Step by Step Optimisation

Original Author: Tony Albrecht

So, you’ve been given a task to optimise a system in a game. The original author(s) are no longer working in your studio (that’s always the case isn’t it?) and you need to lube up the code and insert a rocket. How do you go about it? Here are some step by step instructions to guide you through the optimisation process…

Grok your platform

In order to optimise anything, you need to first understand the platform you’re running on. This is more than just the hardware (although that is very important). It’s also the operating system and even the engine you’re using – anything that you can’t change is your platform. These things are your axioms that you have to work with and you need to use them to build your optimal solution. They are also your constraints, your limits. You need to know what it does well and what it does badly. Then do lots of the first and as little as possible of the latter.


To optimise something you must first measure it. If you have no benchmark, how will you know if your changes have improved performance or hindered it? An accurate benchmark can be quite problematic in a game – especially if (like most games) it is non-deterministic. If you can’t minimise frame by frame variation (pausing? Freeze the AI? A test level?) then you’ll either need a longer term average in a fairly consistent in-game region or a plot of those times over range of time. An even better solution is to use edit and continue to compile and relink the code on the fly so you can watch the performance worm rise or dip according to your changes (although this is only good for fairly local changes). Once you have established a decent benchmark you can move on to the next step.

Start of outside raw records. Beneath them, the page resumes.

PR #780, opened 2018-11-01
Feature: Improve awareess about current path and current program/project

screamerbg:
This small PR aims to improve the awareness of the user about the current location and current program by adding output to every `mbed` command.

Here's an example:

```
D:\Work\smcc-tests\simple-mbed-cloud-client> mbed detect
[mbed] Working path "D:\Work\smcc-tests\simple-mbed-cloud-client" (library)
[mbed] Program path "D:\Work\smcc-tests"
[mbed] No mbed targets were detected on your system.
```

and also 

```
D:\Work\smcc-tests> mbed detect
[mbed] Working path "D:\Work\smcc-tests" (program)
[mbed] No mbed targets were detected on your system.
```

PR #790, opened 2018-11-14
Feature: Don't print location for `mbed config` for easier parsing.

screamerbg:
@MarceloSalazar raised that #780 broke the parser he wrote for `mbed config -G KEY` which is used to extract configuration from Mbed CLI and use with other tools. This PR aims to fix this and restore the old behavior for `mbed config`.

CC @MarceloSalazar

### DIFF
--- a/mbed/mbed.py
+++ b/mbed/mbed.py
@@ -144,6 +144,8 @@ mbed_sdk_tools_url = 'https://mbed.org/users/mbed_official/code/mbed-sdk-tools'
 # a list of public SCM service (github/butbucket) which support http, https and ssh schemas
 public_scm_services = ['bitbucket.org', 'github.com', 'gitlab.com']
 
+# commands that don't get the current work path shown
+skip_workpath_commands = ["config", "cfg", "conf"]
 
 # verbose logging
 verbose = False
@@ -3367,7 +3369,7 @@ def main():
         very_verbose = pargs.very_verbose
         verbose = very_verbose or pargs.verbose
         pathtype = Repo.pathtype(cwd_root)
-        if not sys.argv[1].lower() in ["config", "cfg", "conf"]: # `mbed config` should be parse-friendly
+        if not sys.argv[1].lower() in skip_workpath_commands:
             action('Working path \"%s\" (%s)' % (cwd_root, pathtype))
             if pathtype == "library":
                 action('Program path \"%s\"' % Program(cwd_root).path)
--- a/mbed/mbed.py
+++ b/mbed/mbed.py
@@ -3367,9 +3367,10 @@ def main():
         very_verbose = pargs.very_verbose
         verbose = very_verbose or pargs.verbose
         pathtype = Repo.pathtype(cwd_root)
-        action('Working path \"%s\" (%s)' % (cwd_root, pathtype))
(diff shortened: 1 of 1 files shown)


mbed/mbed.py
```diff
@@ -3356,9 +3356,10 @@ def main():
         very_verbose = pargs.very_verbose
         verbose = very_verbose or pargs.verbose
         pathtype = Repo.pathtype(cwd_root)
-        action('Working path \"%s\" (%s)' % (cwd_root, pathtype))
-        if pathtype != "program":
-            action('Program path \"%s\"' % Program(cwd_root).path)
+        if not sys.argv[1].lower() in ["config"]: # `mbed config` should be parse-friendly
+            action('Working path \"%s\" (%s)' % (cwd_root, pathtype))
+            if pathtype == "library":
```
cmonr: Why did this line need to change from `==` to `!=` ?

screamerbg: Because when you use mbed CLI on a directory that cannot be associated with a project, getting "Program path" message is very confusing - it may not be program at all. Also in the case of folder, the two lines report the same folder.

cmonr: Kk. Was primarily wondering if some third pathtype was present elsewhere, but that makes sense.

mbed/mbed.py
```diff
@@ -3356,9 +3356,10 @@ def main():
         very_verbose = pargs.very_verbose
         verbose = very_verbose or pargs.verbose
         pathtype = Repo.pathtype(cwd_root)
-        action('Working path \"%s\" (%s)' % (cwd_root, pathtype))
-        if pathtype != "program":
-            action('Program path \"%s\"' % Program(cwd_root).path)
+        if not sys.argv[1].lower() in ["config"]: # `mbed config` should be parse-friendly
```
cmonr: Any reason for doing `in ["config"]` instead of `is "config"`?

cmonr: Also, what happens if a config alias is used instead?

screamerbg:
Not sure how the PR got closed...

screamerbg:
Whops, I deleted my own branch, sorry.

mbed/mbed.py
```diff
@@ -3356,9 +3356,10 @@ def main():
         very_verbose = pargs.very_verbose
         verbose = very_verbose or pargs.verbose
         pathtype = Repo.pathtype(cwd_root)
-        action('Working path \"%s\" (%s)' % (cwd_root, pathtype))
-        if pathtype != "program":
-            action('Program path \"%s\"' % Program(cwd_root).path)
+        if not sys.argv[1].lower() in ["config", "cfg", "conf"]: # `mbed config` should be parse-friendly
```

Run your favourite profiler over the code and see if there is anything glaringly obvious that would benefit from optimisation – keep an eye out for excessive memory allocation/deallocation (if you’ve never traced through a malloc before I suggest you try it. Then try and tell me that its ok to malloc/free code in an inner loop), high frequency functions (small functions that are called many times in succession or, even worse, alternating with other small functions), inefficient data use, and obscure implicit construction or conversions (Oh, the evils of objects!). By all means fix the easy obvious stuff, but don’t delve down too far – before you shake the foundations of the codebase you need to understand what it does.


So, what is the code trying to do? Or, more importantly, what problem was the programmer who wrote this code trying to solve? What was their intention? Don’t get bogged down by implementation details – try and see it holistically. What are the inputs and the outputs? What are the transformations involved? You need to understand these first before you touch anything – yes, I appreciate the urge to optimise that obviously inefficient code, but will it really make a difference in the end? If you are going to rewrite parts of this code, then you’d better be sure you know what’s going on. Don’t blindly optimise without understanding what that code is doing.


Once you know what the problem being solved is, you need to delve down into it and see how it is solving it. This is where you look the structure of the code, the nitty gritty transformations of the data that compromise the guts of the algorithm. Try not to be too critical of the code or data just yet – ignore the over abundance of virtuals and the eye-stabbing templates, and just try to comprehend what is going on. Trace the data through the bowels of the code and watch what happens to it – where it goes in, where it comes out and what touches it in the middle.


Now that you have developed some empathy for the code, profile it again. You should now understand much more of what is going on and the profiled information will make more sense.  Figure out where the performance matters and where efficiency is irrelevant. Look at not just the low level but the high level algorithm – not just the code that runs slow, but the code that calls the slow code. Where do you need to fix it to make it go fast?


Now that we know what and how, we should consider why. Why was the code/data structured in that particular way?  You should always assume that the coder there before you knew what they were doing. That little nugget of crazy you’ve just stumbled across was probably put there for a reason – if you can’t figure out the reason then you probably don’t understand the code enough. Sure, the previous coder may have been a mouth breathing moron, but in all likelyhood they were about as smart as you and you’ll make the same mistakes if you don’t learn from theirs.


Once you know why, you should consider the alternatives – can you do the same thing in a different way? You understand the platform, you know what the code has to do, you know what the old code did and why – is there a better way? Take a step back and think of the big picture. You have the benefit of looking at a completed system. You know everything that the code has to do, whereas the original author(s) only had an idea of where they were going.  You also have benefit of a complete test suite – the running game. Given the gift of a complete overview of the system, can you do it in a better way? There are often many alternatives: Can you distribute the calculations over many frames? Can you reduce the fidelity of the calculations? (does it really need to be done in double precision?) Can you cache some of the information? Interpolate? Use level of detail? Do less? Run it on a different thread, concurrently or deferred?


Now is the time to optimise. This doesn’t necessarily mean cracking open the assembler or getting dirty with a SIMD processor. You have alternatives from the last step, try those that seem most appropriate. If there is no alternative, or it is the best option, look at your low level optimisation. You know, the fun stuff; streaming data, SOA formats, SIMD processing, loop unrolling, intrinsics.

But, a word of advice before you go crazy – keep it simple. Simple code is easier to optimise, easier to maintain, and just plain easier for the next poor sap that comes along to deal with.